WHAT THIS TASK INVOLVES
Beginning at the line that holds "API checking script.", restate each line exactly through the final line of the records. Include both of those lines.

--- DATASET CONTENT Enclosed Below ---

PR #200, opened 2016-02-29
Boards: Add Raspberry Pi 3

tombettany:
Add identifying features for the Raspberry Pi 3.

cc @radujipa @alex5imon @Ealdwulf

### DIFF
--- a/kano/utils/hardware.py
+++ b/kano/utils/hardware.py
@@ -17,6 +17,7 @@ RPI_B_PLUS_KEY = 'RPI/B+'
 RPI_ZERO_KEY = 'RPI/Zero'
 RPI_COMPUTE_KEY = 'RPI/Compute'
 RPI_2_B_KEY = 'RPI/2/B'
+RPI_3_KEY = 'RPI/3'
 
 
 # "performance" scores for RPi boards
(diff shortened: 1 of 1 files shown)


kano/utils/hardware.py
```diff
@@ -177,6 +186,8 @@ def get_rpi_model(revision=None):
             model_name = RPI_2_B_KEY
         elif int(revision, 16) & 0x00FFFFFF == 0x00900092:
             model_name = RPI_ZERO_KEY
+        elif revision.strip() == 'a02082':
```
radujipa: You may want to be careful here because of the Overclocking flag. Try to use the same approach as for the other models.

tombettany: Thanks, I thought that it would be a shortcut but I guess not...

I'm fixing now

kano/utils/hardware.py
```diff
@@ -90,6 +93,12 @@
         'cpu_profile': RPI_2_CPU_PROFILE,
         'performance': RPI_2_B_SCORE,
         'arch': "armv7"
+    },
+    RPI_3_KEY: {
+        'name': 'Raspberry Pi 3',
+        'cpu_profile': RPI_3_CPU_PROFILE,
+        'performance': RPI_3_SCORE,
+        'arch': "armv7"
```
Ealdwulf: Actually it's v8. Not that this will make a difference, as I carefully made chromium conditional on !=v6

radujipa:
:shipit:

PR #257, opened 2022-04-14
remove extension for JSONEncoder and JSONDecoder

tomerd:
motivation: we should not publicly extend types we do not own

change: remove extensions which are largely API sugar that is not directly related to Lambda


fabianfett (approved):
I feel much better now! Thanks!

PR #258, opened 2022-04-15
Add script to check for API breaks

fabianfett:
We should check for API breaking changes in CI, to ensure we don't accidentally break API going forwards.

### Motivation:

- We should check for API breaking changes in CI, to ensure we don't accidentally break API going forwards.

### Modifications:

- Add a script that checks for breaking changes (copy and pasted from NIO).

### Result:

- We ensure we don't accidentally break API after 1.0

### Open tasks:

@tomerd we need to add another CI that runs the API checking script.

### DIFF
--- a/scripts/check_no_api_breakages.sh
+++ b/scripts/check_no_api_breakages.sh
@@ -1,0 +1,68 @@
+#!/bin/bash
+##===----------------------------------------------------------------------===##
+##
+## This source file is part of the SwiftAWSLambdaRuntime open source project
+##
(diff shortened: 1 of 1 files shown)


tomerd:
thanks @fabianfett, should we add a docker compose task that runs this, or do we need to do that at the CI server level?

fabianfett:
@tomerd I tried to see what we do in AHC. However I did not find a special docker-compose task for it. So I assume it is activated in the CI server.

tomerd:

tomerd:

tomerd (approved):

--- End of Enclosed DATASET CONTENT ---

SOLUTION FOR THIS TASK
@tomerd we need to add another CI that runs the API checking script.

### DIFF
--- a/scripts/check_no_api_breakages.sh
+++ b/scripts/check_no_api_breakages.sh
@@ -1,0 +1,68 @@
+#!/bin/bash
+##===----------------------------------------------------------------------===##
+##
+## This source file is part of the SwiftAWSLambdaRuntime open source project
+##
(diff shortened: 1 of 1 files shown)


tomerd:
thanks @fabianfett, should we add a docker compose task that runs this, or do we need to do that at the CI server level?

fabianfett:
@tomerd I tried to see what we do in AHC. However I did not find a special docker-compose task for it. So I assume it is activated in the CI server.

tomerd:

tomerd:

tomerd (approved):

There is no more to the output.